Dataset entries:
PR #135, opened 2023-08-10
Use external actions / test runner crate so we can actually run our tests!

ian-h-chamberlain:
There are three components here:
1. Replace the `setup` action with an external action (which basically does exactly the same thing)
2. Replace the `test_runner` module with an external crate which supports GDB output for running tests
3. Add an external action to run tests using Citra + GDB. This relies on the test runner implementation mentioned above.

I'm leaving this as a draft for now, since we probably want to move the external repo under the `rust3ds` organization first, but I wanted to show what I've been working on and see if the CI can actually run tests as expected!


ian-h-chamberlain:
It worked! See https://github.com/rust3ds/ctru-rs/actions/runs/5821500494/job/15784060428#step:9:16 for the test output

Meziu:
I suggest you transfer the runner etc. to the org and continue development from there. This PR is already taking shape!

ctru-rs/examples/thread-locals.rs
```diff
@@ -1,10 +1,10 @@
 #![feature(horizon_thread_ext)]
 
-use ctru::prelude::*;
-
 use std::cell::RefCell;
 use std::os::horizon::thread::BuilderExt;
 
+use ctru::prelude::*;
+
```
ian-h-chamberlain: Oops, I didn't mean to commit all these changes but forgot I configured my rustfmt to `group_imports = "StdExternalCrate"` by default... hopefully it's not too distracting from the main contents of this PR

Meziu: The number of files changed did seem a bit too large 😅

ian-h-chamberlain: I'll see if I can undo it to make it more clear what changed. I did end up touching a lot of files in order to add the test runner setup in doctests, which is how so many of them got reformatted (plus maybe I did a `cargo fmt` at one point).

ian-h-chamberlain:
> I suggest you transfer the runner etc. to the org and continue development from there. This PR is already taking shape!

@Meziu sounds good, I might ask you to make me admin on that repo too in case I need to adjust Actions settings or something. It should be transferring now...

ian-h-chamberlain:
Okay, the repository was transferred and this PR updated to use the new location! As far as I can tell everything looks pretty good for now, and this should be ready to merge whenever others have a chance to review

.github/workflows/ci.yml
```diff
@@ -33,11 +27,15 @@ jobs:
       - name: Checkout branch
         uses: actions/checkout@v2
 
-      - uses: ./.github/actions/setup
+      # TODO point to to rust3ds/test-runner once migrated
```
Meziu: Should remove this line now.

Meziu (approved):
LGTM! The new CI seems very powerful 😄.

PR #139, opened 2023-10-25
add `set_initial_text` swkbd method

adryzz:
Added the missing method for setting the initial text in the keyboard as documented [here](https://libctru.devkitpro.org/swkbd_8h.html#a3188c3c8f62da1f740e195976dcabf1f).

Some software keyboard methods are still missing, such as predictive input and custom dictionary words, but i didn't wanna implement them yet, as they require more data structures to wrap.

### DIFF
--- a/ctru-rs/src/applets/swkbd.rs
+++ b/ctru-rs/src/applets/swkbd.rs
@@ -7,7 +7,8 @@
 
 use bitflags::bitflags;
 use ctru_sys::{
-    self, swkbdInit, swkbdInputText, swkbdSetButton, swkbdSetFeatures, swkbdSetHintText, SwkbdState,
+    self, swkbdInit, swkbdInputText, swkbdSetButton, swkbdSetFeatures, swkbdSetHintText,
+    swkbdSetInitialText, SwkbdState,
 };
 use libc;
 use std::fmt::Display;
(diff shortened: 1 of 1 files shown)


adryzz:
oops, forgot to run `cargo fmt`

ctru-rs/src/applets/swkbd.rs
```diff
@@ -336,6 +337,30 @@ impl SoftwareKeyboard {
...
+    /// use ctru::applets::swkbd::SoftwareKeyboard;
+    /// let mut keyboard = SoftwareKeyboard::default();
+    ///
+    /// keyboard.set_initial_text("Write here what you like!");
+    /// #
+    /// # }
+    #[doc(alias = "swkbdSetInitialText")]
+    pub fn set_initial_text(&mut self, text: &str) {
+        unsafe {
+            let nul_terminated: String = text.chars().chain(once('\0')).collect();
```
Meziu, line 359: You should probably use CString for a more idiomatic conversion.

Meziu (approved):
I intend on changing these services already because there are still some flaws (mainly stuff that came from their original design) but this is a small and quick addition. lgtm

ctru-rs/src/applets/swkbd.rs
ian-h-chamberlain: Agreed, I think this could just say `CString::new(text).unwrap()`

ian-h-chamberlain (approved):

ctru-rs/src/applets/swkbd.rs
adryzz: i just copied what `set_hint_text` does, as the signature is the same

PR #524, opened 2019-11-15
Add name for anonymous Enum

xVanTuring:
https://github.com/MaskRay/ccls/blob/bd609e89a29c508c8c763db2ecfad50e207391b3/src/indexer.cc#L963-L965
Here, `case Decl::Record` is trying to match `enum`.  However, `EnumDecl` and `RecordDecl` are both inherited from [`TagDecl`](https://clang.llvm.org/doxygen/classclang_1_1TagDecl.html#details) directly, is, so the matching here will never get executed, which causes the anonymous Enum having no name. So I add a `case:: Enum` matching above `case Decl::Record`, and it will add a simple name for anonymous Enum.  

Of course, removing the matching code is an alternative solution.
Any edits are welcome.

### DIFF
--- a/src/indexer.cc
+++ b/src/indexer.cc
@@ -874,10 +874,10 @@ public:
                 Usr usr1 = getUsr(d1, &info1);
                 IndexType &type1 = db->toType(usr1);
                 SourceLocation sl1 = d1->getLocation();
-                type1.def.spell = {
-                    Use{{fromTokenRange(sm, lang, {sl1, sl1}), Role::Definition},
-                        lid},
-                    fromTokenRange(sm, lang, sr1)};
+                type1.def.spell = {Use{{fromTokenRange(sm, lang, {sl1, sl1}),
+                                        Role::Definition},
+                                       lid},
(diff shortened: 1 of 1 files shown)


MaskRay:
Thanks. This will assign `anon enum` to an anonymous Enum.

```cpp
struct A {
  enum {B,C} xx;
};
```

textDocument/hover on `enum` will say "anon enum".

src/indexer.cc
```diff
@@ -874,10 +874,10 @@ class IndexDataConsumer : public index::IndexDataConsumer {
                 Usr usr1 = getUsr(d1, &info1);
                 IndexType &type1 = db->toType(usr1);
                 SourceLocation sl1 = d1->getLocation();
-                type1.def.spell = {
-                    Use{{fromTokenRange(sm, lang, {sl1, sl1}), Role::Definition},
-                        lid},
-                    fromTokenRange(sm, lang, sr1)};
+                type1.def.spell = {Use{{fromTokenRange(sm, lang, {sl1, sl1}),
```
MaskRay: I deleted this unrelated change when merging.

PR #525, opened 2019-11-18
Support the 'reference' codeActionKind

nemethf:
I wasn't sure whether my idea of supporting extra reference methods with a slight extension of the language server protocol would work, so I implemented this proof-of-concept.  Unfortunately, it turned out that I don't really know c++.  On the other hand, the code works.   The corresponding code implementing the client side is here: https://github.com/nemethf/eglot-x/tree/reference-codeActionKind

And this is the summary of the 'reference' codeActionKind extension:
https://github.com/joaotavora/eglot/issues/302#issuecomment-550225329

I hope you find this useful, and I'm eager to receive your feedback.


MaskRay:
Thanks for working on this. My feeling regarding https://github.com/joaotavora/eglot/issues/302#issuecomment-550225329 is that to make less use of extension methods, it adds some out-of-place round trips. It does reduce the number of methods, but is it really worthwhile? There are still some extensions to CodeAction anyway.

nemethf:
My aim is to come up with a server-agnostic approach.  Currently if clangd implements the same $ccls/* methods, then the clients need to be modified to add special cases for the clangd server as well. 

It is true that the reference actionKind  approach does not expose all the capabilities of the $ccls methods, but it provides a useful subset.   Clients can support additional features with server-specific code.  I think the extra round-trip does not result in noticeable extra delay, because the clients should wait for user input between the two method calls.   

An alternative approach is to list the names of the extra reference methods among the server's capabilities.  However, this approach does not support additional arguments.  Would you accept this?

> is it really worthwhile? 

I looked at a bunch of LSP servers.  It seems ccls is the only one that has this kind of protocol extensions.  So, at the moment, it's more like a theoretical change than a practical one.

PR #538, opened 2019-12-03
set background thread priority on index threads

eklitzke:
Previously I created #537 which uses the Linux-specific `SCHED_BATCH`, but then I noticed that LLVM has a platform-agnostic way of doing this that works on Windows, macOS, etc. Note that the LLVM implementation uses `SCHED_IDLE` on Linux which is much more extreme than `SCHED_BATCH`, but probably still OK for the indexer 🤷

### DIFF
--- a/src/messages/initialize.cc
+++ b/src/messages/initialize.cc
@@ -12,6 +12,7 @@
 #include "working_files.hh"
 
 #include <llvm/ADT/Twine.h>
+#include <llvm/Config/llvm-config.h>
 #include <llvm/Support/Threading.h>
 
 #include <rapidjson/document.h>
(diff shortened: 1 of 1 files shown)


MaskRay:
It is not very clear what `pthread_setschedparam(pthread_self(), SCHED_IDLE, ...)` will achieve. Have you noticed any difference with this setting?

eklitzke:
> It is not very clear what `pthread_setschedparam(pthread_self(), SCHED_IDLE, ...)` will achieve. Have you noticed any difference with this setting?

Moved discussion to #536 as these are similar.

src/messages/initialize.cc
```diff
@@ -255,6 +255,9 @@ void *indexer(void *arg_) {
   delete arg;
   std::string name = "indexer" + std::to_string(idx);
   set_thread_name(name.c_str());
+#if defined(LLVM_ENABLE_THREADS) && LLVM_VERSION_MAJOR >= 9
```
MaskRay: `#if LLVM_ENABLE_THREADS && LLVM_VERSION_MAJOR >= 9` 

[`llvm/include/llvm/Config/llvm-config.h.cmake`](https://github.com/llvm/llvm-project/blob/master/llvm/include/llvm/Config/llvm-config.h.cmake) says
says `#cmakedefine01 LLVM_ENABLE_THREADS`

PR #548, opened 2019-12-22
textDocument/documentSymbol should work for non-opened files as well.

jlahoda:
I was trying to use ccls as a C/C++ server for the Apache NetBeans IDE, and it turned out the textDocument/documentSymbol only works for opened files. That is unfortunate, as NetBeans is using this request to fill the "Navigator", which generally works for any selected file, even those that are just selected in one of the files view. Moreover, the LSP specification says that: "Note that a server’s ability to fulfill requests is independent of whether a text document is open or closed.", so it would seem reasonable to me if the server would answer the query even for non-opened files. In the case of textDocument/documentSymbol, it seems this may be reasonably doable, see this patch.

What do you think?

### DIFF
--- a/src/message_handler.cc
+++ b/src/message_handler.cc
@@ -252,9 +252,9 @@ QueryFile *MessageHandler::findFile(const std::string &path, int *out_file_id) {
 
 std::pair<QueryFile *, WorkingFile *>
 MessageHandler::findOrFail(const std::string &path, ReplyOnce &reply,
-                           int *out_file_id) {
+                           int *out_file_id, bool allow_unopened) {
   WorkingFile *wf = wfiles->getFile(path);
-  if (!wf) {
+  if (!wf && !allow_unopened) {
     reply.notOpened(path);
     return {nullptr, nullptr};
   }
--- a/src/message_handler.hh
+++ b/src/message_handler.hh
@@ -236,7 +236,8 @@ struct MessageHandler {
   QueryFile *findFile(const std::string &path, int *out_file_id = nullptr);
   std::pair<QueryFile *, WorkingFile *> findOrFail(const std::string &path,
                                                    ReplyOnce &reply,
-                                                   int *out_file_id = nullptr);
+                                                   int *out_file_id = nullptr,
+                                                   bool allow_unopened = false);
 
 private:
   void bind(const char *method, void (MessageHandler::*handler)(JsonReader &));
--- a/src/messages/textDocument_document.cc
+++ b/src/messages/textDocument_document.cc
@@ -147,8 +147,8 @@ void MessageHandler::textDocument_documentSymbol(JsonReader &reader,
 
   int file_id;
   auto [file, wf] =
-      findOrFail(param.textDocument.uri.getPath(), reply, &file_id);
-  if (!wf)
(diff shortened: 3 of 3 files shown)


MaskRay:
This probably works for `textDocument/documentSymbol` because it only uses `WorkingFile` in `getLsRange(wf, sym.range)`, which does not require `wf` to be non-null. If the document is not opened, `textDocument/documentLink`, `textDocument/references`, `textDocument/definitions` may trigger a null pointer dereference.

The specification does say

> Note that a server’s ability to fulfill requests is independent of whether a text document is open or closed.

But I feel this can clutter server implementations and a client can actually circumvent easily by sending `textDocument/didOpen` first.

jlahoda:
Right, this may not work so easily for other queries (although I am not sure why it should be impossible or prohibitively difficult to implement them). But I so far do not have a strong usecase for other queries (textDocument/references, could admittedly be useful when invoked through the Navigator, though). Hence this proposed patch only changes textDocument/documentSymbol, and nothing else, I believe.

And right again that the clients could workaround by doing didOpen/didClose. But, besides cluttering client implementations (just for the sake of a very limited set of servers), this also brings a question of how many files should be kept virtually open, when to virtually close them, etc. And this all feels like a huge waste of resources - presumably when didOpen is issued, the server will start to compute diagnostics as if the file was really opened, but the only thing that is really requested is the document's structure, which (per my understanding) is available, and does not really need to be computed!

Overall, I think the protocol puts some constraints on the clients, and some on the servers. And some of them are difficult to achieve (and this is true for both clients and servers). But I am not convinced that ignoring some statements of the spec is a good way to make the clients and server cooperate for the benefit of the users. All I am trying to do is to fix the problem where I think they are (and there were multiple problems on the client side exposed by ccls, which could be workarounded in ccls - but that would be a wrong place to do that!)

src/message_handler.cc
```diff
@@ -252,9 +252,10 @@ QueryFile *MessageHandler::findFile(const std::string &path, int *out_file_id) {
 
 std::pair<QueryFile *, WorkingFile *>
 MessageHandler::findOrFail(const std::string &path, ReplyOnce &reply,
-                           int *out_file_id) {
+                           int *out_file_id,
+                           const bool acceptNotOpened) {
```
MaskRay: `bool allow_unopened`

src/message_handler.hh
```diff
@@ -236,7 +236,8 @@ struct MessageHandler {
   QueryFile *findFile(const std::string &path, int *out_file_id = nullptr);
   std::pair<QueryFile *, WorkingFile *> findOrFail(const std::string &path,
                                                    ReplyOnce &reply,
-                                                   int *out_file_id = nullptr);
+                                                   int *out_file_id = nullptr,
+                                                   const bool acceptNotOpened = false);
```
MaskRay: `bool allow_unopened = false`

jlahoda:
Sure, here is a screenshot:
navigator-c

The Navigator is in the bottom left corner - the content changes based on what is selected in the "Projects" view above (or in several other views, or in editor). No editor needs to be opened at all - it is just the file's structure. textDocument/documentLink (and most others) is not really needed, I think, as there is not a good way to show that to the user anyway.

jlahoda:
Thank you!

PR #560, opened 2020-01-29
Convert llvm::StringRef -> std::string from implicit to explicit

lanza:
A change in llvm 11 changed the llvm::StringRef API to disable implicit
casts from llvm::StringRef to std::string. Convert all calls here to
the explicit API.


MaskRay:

PROBLEM DETAILS:
Up to and including the line with "3. Add an external", print every line of the records from the start.

RESPONSE BOX:
PR #135, opened 2023-08-10
Use external actions / test runner crate so we can actually run our tests!

ian-h-chamberlain:
There are three components here:
1. Replace the `setup` action with an external action (which basically does exactly the same thing)
2. Replace the `test_runner` module with an external crate which supports GDB output for running tests
3. Add an external action to run tests using Citra + GDB. This relies on the test runner implementation mentioned above.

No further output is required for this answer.